### How to complete this task
Only an exact copy of the records, from the line with "Completed TempGive command for dozer" through the last line, is wanted.

### Information shown
--------
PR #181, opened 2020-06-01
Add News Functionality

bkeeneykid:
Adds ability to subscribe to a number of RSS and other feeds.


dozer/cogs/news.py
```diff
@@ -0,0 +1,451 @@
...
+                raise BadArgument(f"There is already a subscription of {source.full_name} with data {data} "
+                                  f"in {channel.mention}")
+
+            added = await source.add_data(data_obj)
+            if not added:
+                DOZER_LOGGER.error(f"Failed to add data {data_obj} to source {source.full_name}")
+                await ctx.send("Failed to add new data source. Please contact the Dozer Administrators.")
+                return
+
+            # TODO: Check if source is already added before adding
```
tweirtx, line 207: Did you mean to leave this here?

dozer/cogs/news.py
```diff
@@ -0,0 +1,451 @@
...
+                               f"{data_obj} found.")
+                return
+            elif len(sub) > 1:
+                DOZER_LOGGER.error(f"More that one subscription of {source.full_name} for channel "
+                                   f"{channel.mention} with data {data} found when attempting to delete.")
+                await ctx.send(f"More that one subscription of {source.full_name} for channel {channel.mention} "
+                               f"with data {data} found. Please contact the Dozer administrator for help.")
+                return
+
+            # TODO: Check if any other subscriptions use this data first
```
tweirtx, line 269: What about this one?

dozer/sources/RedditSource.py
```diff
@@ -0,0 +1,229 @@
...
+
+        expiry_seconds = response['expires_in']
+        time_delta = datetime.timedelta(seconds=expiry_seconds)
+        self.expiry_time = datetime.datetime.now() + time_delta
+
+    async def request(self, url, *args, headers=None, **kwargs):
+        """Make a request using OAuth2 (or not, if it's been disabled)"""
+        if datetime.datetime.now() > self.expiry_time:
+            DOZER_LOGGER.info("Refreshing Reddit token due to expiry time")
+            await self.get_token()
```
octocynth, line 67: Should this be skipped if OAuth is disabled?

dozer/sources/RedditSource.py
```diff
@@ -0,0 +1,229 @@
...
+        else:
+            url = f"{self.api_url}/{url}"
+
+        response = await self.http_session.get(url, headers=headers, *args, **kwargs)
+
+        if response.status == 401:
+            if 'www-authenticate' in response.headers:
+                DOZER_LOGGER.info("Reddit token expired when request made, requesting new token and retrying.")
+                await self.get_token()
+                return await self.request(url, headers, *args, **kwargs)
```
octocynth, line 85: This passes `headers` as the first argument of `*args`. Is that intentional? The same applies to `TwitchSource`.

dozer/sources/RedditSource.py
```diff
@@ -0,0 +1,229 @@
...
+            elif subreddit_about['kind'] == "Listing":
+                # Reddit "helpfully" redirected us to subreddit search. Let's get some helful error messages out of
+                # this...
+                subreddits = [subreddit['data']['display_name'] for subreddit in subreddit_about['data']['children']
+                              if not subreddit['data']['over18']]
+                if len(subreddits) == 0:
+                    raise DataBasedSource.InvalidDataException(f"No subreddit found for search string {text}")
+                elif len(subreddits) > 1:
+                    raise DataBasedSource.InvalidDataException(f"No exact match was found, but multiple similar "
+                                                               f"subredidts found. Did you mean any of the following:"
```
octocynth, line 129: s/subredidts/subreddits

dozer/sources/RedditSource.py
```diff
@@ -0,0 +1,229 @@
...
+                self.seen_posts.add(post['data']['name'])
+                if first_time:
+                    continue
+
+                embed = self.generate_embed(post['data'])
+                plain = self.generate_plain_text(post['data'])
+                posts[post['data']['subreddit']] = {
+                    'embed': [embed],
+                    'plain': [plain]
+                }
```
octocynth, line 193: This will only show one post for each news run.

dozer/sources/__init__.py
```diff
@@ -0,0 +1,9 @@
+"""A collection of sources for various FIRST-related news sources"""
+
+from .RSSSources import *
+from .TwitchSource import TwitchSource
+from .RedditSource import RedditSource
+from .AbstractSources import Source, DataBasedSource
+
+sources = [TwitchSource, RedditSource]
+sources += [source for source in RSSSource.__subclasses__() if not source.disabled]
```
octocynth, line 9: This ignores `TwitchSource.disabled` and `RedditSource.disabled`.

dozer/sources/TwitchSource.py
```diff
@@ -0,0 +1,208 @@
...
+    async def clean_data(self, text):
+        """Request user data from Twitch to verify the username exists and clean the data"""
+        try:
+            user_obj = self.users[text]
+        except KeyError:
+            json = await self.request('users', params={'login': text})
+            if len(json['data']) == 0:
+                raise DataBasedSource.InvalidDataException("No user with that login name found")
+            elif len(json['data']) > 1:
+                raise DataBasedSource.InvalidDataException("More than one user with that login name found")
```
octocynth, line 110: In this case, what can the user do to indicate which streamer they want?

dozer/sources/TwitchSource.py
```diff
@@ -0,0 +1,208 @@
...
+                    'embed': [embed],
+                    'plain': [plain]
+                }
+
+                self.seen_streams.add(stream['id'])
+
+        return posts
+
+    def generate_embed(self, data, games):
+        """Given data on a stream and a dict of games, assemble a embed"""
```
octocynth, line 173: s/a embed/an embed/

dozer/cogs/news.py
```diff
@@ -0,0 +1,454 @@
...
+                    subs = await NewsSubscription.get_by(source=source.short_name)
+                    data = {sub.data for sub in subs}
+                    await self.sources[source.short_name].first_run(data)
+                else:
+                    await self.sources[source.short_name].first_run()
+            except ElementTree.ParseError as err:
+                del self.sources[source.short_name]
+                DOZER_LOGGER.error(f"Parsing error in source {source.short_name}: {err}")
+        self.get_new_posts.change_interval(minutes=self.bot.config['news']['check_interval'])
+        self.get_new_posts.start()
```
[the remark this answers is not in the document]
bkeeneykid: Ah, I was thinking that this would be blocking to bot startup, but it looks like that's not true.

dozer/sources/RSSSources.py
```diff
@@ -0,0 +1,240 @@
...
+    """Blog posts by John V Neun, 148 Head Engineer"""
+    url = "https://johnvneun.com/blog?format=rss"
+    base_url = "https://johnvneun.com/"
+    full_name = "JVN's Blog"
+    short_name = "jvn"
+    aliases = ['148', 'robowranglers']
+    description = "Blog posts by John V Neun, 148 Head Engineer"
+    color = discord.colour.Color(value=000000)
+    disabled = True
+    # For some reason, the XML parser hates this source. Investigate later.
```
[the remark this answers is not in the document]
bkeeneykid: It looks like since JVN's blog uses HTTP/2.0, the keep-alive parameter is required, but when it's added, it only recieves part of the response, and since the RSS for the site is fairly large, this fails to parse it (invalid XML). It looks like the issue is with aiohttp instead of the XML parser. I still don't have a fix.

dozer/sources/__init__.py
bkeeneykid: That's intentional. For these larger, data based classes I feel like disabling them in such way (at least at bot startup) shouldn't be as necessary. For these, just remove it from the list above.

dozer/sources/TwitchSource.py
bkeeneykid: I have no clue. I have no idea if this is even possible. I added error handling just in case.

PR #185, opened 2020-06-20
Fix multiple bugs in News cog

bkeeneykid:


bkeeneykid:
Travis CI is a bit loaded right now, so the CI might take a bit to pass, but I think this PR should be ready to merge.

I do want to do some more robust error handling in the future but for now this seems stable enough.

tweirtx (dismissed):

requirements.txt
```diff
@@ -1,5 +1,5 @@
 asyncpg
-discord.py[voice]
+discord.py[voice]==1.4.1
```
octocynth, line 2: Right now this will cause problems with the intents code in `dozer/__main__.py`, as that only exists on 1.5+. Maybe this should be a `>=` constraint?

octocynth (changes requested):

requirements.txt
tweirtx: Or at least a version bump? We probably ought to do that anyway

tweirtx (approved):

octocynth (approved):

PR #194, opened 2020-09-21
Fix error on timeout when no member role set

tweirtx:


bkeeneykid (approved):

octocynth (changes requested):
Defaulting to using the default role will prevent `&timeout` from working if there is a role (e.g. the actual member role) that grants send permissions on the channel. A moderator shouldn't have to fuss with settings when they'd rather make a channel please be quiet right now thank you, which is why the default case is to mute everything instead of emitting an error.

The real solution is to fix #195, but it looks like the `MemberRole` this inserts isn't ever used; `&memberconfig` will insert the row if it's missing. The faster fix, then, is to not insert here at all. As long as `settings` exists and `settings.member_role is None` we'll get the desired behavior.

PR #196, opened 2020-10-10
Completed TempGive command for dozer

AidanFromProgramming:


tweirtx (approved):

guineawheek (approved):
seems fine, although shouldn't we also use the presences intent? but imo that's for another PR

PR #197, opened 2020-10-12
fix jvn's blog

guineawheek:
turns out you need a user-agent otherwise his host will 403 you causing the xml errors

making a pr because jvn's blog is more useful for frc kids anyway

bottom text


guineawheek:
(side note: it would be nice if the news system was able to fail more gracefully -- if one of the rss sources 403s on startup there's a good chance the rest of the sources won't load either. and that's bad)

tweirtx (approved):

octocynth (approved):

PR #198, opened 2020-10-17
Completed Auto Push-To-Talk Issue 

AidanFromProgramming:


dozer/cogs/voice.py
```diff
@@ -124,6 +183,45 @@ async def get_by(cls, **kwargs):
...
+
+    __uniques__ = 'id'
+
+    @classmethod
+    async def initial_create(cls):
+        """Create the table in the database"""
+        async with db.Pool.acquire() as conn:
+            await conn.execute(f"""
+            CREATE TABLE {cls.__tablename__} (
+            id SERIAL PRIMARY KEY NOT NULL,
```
--------
### Reply to the exercise
Completed TempGive command for dozer

AidanFromProgramming:


tweirtx (approved):

guineawheek (approved):
seems fine, although shouldn't we also use the presences intent? but imo that's for another PR

PR #197, opened 2020-10-12
fix jvn's blog

guineawheek:
turns out you need a user-agent otherwise his host will 403 you causing the xml errors

making a pr because jvn's blog is more useful for frc kids anyway

bottom text


guineawheek:
(side note: it would be nice if the news system was able to fail more gracefully -- if one of the rss sources 403s on startup there's a good chance the rest of the sources won't load either. and that's bad)

tweirtx (approved):

octocynth (approved):

PR #198, opened 2020-10-17
Completed Auto Push-To-Talk Issue 

AidanFromProgramming:


dozer/cogs/voice.py
```diff
@@ -124,6 +183,45 @@ async def get_by(cls, **kwargs):
...
+
+    __uniques__ = 'id'
+
+    @classmethod
+    async def initial_create(cls):
+        """Create the table in the database"""
+        async with db.Pool.acquire() as conn:
+            await conn.execute(f"""
+            CREATE TABLE {cls.__tablename__} (
+            id SERIAL PRIMARY KEY NOT NULL,
```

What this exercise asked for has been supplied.